Day 6 Task: File Permissions and Access Control Lists
File permissions and Access control
File permission
File permission is really very important in Linux OS for security and access control. They regulate who can read, write, or execute a file or directory. Understanding and managing these permissions is fundamental for system administrators and users to maintain security and control over their data.
Dir/file has basically 3 types
Owner: The user who owns the file or directory.

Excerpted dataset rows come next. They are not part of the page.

PR #377, opened 2020-06-25
Added bee ascii

Eknir:
- Added a simple ascii Bee (source: https://www.asciiart.eu/animals/insects/bees), to be printed to the command line before anything else starts.
- Added a small welcome message

### DIFF
--- a/cmd/bee/cmd/start.go
+++ b/cmd/bee/cmd/start.go
@@ -86,7 +86,7 @@ Welcome to the Swarm.... Bzzz Bzzzz Bzzzz
                  (%%%)                 
                    !                   `
 
-			fmt.Println(string(bee))
+			fmt.Println(bee)
 
 			debugAPIAddr := c.config.GetString(optionNameDebugAPIAddr)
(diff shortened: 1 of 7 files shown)


cmd/bee/cmd/start.go
```diff
@@ -71,6 +71,22 @@ func (c *command) initStartCmd() (err error) {
 			default:
 				return fmt.Errorf("unknown verbosity level %q", v)
 			}
+			bee := `
+Welcome to the Swarm.... Bzzz Bzzzz Bzzzz
```
vandot, line 75: @Eknir there is `B` with 3 z and then two times 4 z this is intentional?

vandot, line 75: @Eknir there is `B` with 3 z and then two times 4 z this is intentional?

vandot:
> @vandot @svetomir would this additional information that is printed to stdout influence how we parse log messages?

@janos we will have couple of lines that could not be parsed but no issues because of thar

janos:
@vandot cool, thanks.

Group: A designated group that has specific access rights to the file or directory.
Others: All remaining users on the system who are not the owner or part of the designated group.
For managing the file permission, Linux has some commands
chown: This command is used to change the ownership of a file or directory. It allows users to transfer ownership between users.

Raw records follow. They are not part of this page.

PR #383, opened 2020-06-26
Close errorful but created streams

metacertain:


pkg/p2p/libp2p/libp2p.go
```diff
@@ -462,6 +462,9 @@ func (s *Service) newStreamForPeerID(ctx context.Context, peerID libp2ppeer.ID,
 	swarmStreamName := p2p.NewSwarmStreamName(protocolName, protocolVersion, streamName)
 	st, err := s.host.NewStream(ctx, peerID, protocol.ID(swarmStreamName))
 	if err != nil {
+		if st != nil {
+			_ = st.Close()
```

chgrp: It changes the group ownership of a file or directory, enabling the assignment of a particular group to the file.
chmod: This command is used to modify the permissions of a file or directory for all three categories of users: owner, group, and others. It allows users to assign read, write, and execute permissions to different user categories.
How to change permission
For adding file permission
chmod u+r <filename>
For removing file permission
chmod u-r <filename>
u->user
g->group
0->other
r->read
w->write
x->execute
For collectively changing permission
chmod ugo+r <filename>
chmod ugo-r <filename>
# or , here a-> all user,group,other
chmod a+rwx <filename>
Examples for better understanding, i am going to put screenshots
- i created folder and inside folder created file known as filename.txt and write something on it . Then i check the permission
ls -ltr
- As you see, here group doesn't have write and execute permission so i am going to give write permission to filename.txt
- Now I am going to give all read, write and execute permission to user, group and others.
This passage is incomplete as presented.